## [Data extracts]
PR #811, opened 2015-04-09
Avoid NSWindow warning on contentView assignment

### LINKED ISSUE #584: OS X 10.10 emits warning when switching to fullscreen at startup
When adding `settings->setFullScreen( true );` to prepareSettings() in OS X 10.10, the following warning / stacktrace is printed (tested on master branch):

```
2014-11-14 19:32:52.227 windowTest[85547:5829855] NSWindow warning: adding an unknown subview: <NSView: 0x10645c0>
2014-11-14 19:32:52.244 windowTest[85547:5829855] Call stack:
(
	0   AppKit                              0x917fa776 -[NSThemeFrame addSubview:] + 108
	1   AppKit                              0x910a1d77 -[NSView replaceSubview:with:] + 152
	2   AppKit                              0x9192b4d7 __60-[NSView(NSFullScreenMode) enterFullScreenMode:withOptions:]_block_invoke + 178
	3   AppKit                              0x91191bd7 NSPerformWithScreenUpdatesDisabled + 97
	4   AppKit                              0x9192b3cd -[NSView(NSFullScreenMode) enterFullScreenMode:withOptions:] + 3147
	5   windowTest                          0x0007d00c -[CinderView setFullScreen:options:] + 1036
	6   windowTest                          0x000430e7 -[WindowImplBasicCocoa setFullScreen:options:] + 135
	7   windowTest                          0x00040d1b -[AppImplCocoaBasic applicationDidFinishLaunching:] + 1403
```

Though the message is massively ugly, it does appear to still work. @andrewfb tried using the NSFullScreenModeSetting setting, which he found in Apple's [OpenCL N-Body](https://developer.apple.com/library/mac/samplecode/OpenCL_NBody_Simulation_Example/Listings/Sources_View_OpenGLView_mm.html) sample, but this seems to stop full screen from working altogether.

pizthewiz:
Resolves #584 (or at least works around it).

When a window's content view is directly assigned, an odd warning is spewed to the console about an unknown subview being added to `NSThemeFrame`, which is occurring in AppKit - this can be sidestepped by instead adding the CinderView as a subview of the window's content view.

### DIFF
--- a/src/cinder/app/cocoa/AppImplMac.mm
+++ b/src/cinder/app/cocoa/AppImplMac.mm
@@ -818,8 +818,9 @@ using namespace cinder::app;
 															highDensityDisplay:appImpl->mApp->isHighDensityDisplayEnabled()
 															enableMultiTouch:appImpl->mApp->isMultiTouchEnabled()];
 
-	[winImpl->mWin setDelegate:self];	
-	[winImpl->mWin setContentView:winImpl->mCinderView];
+	[winImpl->mWin setDelegate:self];
+	// add CinderView as subview of window's content view to avoid NSWindow warning: https://github.com/cinder/Cinder/issues/584
+	[winImpl->mWin.contentView addSubview:winImpl->mCinderView];
 
 	[winImpl->mWin makeKeyAndOrderFront:nil];
 	// after showing the window, the size may have changed (see NSWindow::constrainFrameRect) so we need to update our internal variable


richardeakin:
Thanks piz!

andrewfb:
It looks like this change has broken window resizing on 10.9. I don't have immediate access to a 10.10 machine to test there but I've narrowed it down to this commit.

pizthewiz:
Hmm, perhaps best to revert the PR while we investigate. I wonder if the subview of content view introduced an issue with the autoresize mask then.

andrewfb:
OK - I've reverted it on glNext for the time being. To elaborate, the behavior is that the GL view stays the same size as the window resizes, remaining in the lower left corner.

richardeakin:
Confirming that rese is jacked on 10.10, same as described by Andrew above. It looks like we'll need an even more kludgy kludge..

PR #813, opened 2015-04-10
Provided additional getter functions for Texture classes...

paulhoux:
... ( e.g. getFormat() ) and for the Format itself. Also added gl::Context::isTextureBound() and gl::Context::isFramebufferBound(), which use the stack to determine if a texture/fbo is currently in use. Note: just like Fbo::getFormat(), the Texture::getFormat() function may not return a fully updated format structure; if the user calls functions like setMinFilter() on a texture, the format will not reflect the new setting.

### DIFF
--- a/include/cinder/gl/Texture.h
+++ b/include/cinder/gl/Texture.h
@@ -278,7 +278,6 @@ class TextureBase {
 		bool				mImmutableStorage;
 		GLfloat				mMaxAnisotropy;
 		GLint				mInternalFormat, mDataType;
-		//GLint				mDataFormat;
 		bool				mSwizzleSpecified;
 		std::array<GLint,4>	mSwizzleMask;
 		bool				mBorderSpecified;
@@ -290,9 +289,6 @@ class TextureBase {
 #endif
 		friend class TextureBase;
 	};
-
-	//! Returns the Texture::Format of this texture
-	virtual const Format& getFormat() const = 0;
 
   protected:
 	TextureBase();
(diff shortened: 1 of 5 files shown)


include/cinder/gl/Texture.h
```diff
@@ -269,7 +278,7 @@ class TextureBase {
 		bool				mImmutableStorage;
 		GLfloat				mMaxAnisotropy;
 		GLint				mInternalFormat, mDataType;
-		GLint				mDataFormat;
+		//GLint				mDataFormat;
```
richardeakin: Is this commented out because it is no longer used? If so should remove entirely.

richardeakin:
Should we store the Format in either case (including `Fbo`)?  We debated this same topic around storing App::Settings and came to the conclusion that it is cleaner to store whatever data we need from it and ditch the load-time temporary, in order to avoid duplication of data and the problems that come from that.

andrewfb:
Paul and I just discussed this for a while and I think we came to a similar conclusion Rich. We will stop storing the Format used for construction on both Texture and Fbo. However to accommodate the use-case that's most common, which is cloning a Texture/Fbo with the same or similar Format, we'll provide a getFormat() method that constructs a Format on the fly that reflects the current state of the Texture/Fbo. This should address probably the biggest flaw with the way it's done now, which is that state that was changed after construction is not reflected in getFormat().

paulhoux:
Ok, I've removed the ```Texture*::getFormat()``` methods for now.

include/cinder/gl/Texture.h
paulhoux: Yes, it appeared it was no longer used, but I didn't want to remove it altogether because I didn't know why it was there in the first place.

richardeakin:
I've moved the getFormat() to a new issue to be resolved separately, this looks good to me to merge.

PR #1994, opened 2018-04-03
Fixing “qualified reference to 'Format' is a constructor name rather …

jacobsologub:
…than a type in this context” error.

Build Error with Latest Version 9.3 (9E145) of Xcode.


andrewfb:
Thanks for this fix

PR #1997, opened 2018-04-20
Add support for headless rendering on Linux through EGL.

PetrosKataras:
This PR adds support for headless ( i.e no requirement to run an X server ) rendering on Linux through `EGL` and the `EGL_EXT_platform_device` extension.

This enables Linux-based command-line Cinder applications to get access to an OpenGL Core Profile context in order to achieve hardware accelerated rendering even when no physical display is attached.

Mesa doesn't implement, as of yet, the full functionality for this extension so for now this should work only on NVidia hardware with any recent driver version.

In order to enable this rendering path you would need to configure Cinder with :  

` cmake .. -DCINDER_HEADLESS_GL=egl`

When this path is enabled there will be no support for mouse / keyboard input but everything else should work the same as in a normal windowed app ( with no actual window running in this case but instead an `EGL PBuffer` surface ).


PetrosKataras:
A local copy of EGL ( 1.5 ) header file dependencies is now included with Cinder which should simplify compilation on machines that these files are not present.

A test app is also now included under `Cinder/test/Linux/HeadlessTestApp` for anyone who would like to try this out in an easy way. 

For trying this out without X, on *Ubuntu instances with the default `lightdm` display manager, you can :  
- `ctrl+alt+F1` in order to switch to a `tty` terminal
- login 
- run ` sudo service lightdm stop`. 

This should stop X and from the same terminal session you can compile Cinder and the test app and run from command line.

The test app should produce the following `.png` snapshot in the directory where you executed the binary from:  

headless-egl-snapshot

PetrosKataras:
Superseded by #2001 which includes the work presented here and adds support also for headless software rendering through `OSMesa`.

Issue #1991, opened 2018-03-24
Support conventional CMake usage


numberZero:
It’s unusual for CMake to create an application using third-party command. Usually, `add_executable` is used. I checked your code, that’s what Cinder actually uses internally, with minor tweaks only. It would be very nice if you support using just that, and add separate commands for e.g. adding a block.

Also, forcing the debug build of an application to use debug build of Cinder looks wrong. If you want to debug an application, that doesn’t mean you want to debug the engine as well.

And, well, storing several configurations in a single build tree is foreign for CMake, so should be optional at least. Don’t forget you are able to have several build trees attached to the same project in CMake (e.g. I have **7** build trees in one project, like `build.i686-w64-mingw32.static`, `build.x86_64-linux-gnu.release`, and so on).

PetrosKataras:
Hi,

> It’s unusual for CMake to create an application using third-party command...

I m not sure I understand what the issue at hand is here to be honest. One can still write the `CMakeLists.txt` file as one likes. The Cinder-specific CMake macros exist only for convenience  and can be completely omitted if you want to setup things on your own.

> Also, forcing the debug build of an application to use debug build of Cinder looks wrong...

From my point of view this is a valid point and could be improved. 

> And, well, storing several configurations in a single build tree is foreign for CMake, so should be optional at least...

You can have multiple build trees by using different build directories so I might be missing something otherwise I m not sure what the issue is here.

PetrosKataras:
I have been thinking about the build type linking issue and my approach would be to leave the default behavior as is and introduce two new Cinder-specific CMake options in `ci_make_app`, namely `CINDER_APP_LINK_RELEASE` and `CINDER_APP_LINK_DEBUG` that the user can set in order to force linking with a specific build of Cinder when building an application.

This would be the least invasive change to my opinion although we could also consider to make `CINDER_APP_LINK_RELEASE` the default option when building an app.

Also, personally, I would not necessarily consider wrong the current approach ( there are various frameworks that assume as default this behavior ) but having the flexibility to change this is definitely something that we should address. 

This is of course relevant only when you want to use the Cinder specific macros. If you setup things on your own, you can freely link with whatever build type you desire.

numberZero:
#1999 resolves only one point. Others remain.

> and add separate commands for e.g. adding a block.

so that that functionality is not lost when using conventional `add_executable` instead of ~proprietary~ non-standard`ci_make_app`.

> storing several configurations in a single build tree

[...]

PR #1999, opened 2018-04-22
Add CMake option for linking applications with a specific Cinder build type ( Debug, Release )

PetrosKataras:
The current CMake configuration links applications based on the current `CMAKE_BUILD_TYPE` so that a Debug ( or Release ) build of the application will link with the Debug( or Release ) build of Cinder.

This can be a reasonable default but there should be an option for the user to override this behavior if desired. 

This PR leaves the default behavior unchanged but adds support for applications to explicitly request the Cinder build type they would like to link with. 

This can be achieved now by configuring the application with 

`cmake .. -DCINDER_APP_LINK_RELEASE=1` to link with the Release version of Cinder

or

`cmake .. -DCINDER_APP_LINK_DEBUG=1` to link with the Debug version of Cinder.

Note that this option is relevant only when configuring/building the application with the `ci_make_app` macro.

Relevant discussion #1991

### DIFF
--- a/proj/cmake/modules/cinderMakeApp.cmake
+++ b/proj/cmake/modules/cinderMakeApp.cmake
@@ -49,7 +49,7 @@ function( ci_make_app )
 
 	# This ensures that the application will link with the correct version of Cinder
 	# based on the current build type without the need to remove the entire build folder
-	# when switching build type after an initial configuration. See PR #1518 for more info. 
+	# when switching build type after an initial configuration. See PR #1518 for more info.
 	if( cinder_DIR )
 		unset( cinder_DIR CACHE )
 	endif()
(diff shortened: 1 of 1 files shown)


MikeGitb:
Just as a word of caution: I think the mscv toolchain doesn't support mixed linking, because the release and debug standard library are not ABI/API compatible.

PetrosKataras:
Thanks for the heads up -- If we can verify this is indeed the case we can exclude MSW from this option.

PetrosKataras:
Looking a bit more into it, it indeed seems that on MSW this is not a good idea and should be avoided. I will update the PR and exclude this platform from the option.

@MikeGitb  Thanks again for catching this!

## [What you need to do]
Looking at the data above, return every line from the one with "For trying this" down to the one with "This should stop", exactly and inclusively.

## [Result for this task]
For trying this out without X, on *Ubuntu instances with the default `lightdm` display manager, you can :  
- `ctrl+alt+F1` in order to switch to a `tty` terminal
- login 
- run ` sudo service lightdm stop`. 

This should stop X and from the same terminal session you can compile Cinder and the test app and run from command line.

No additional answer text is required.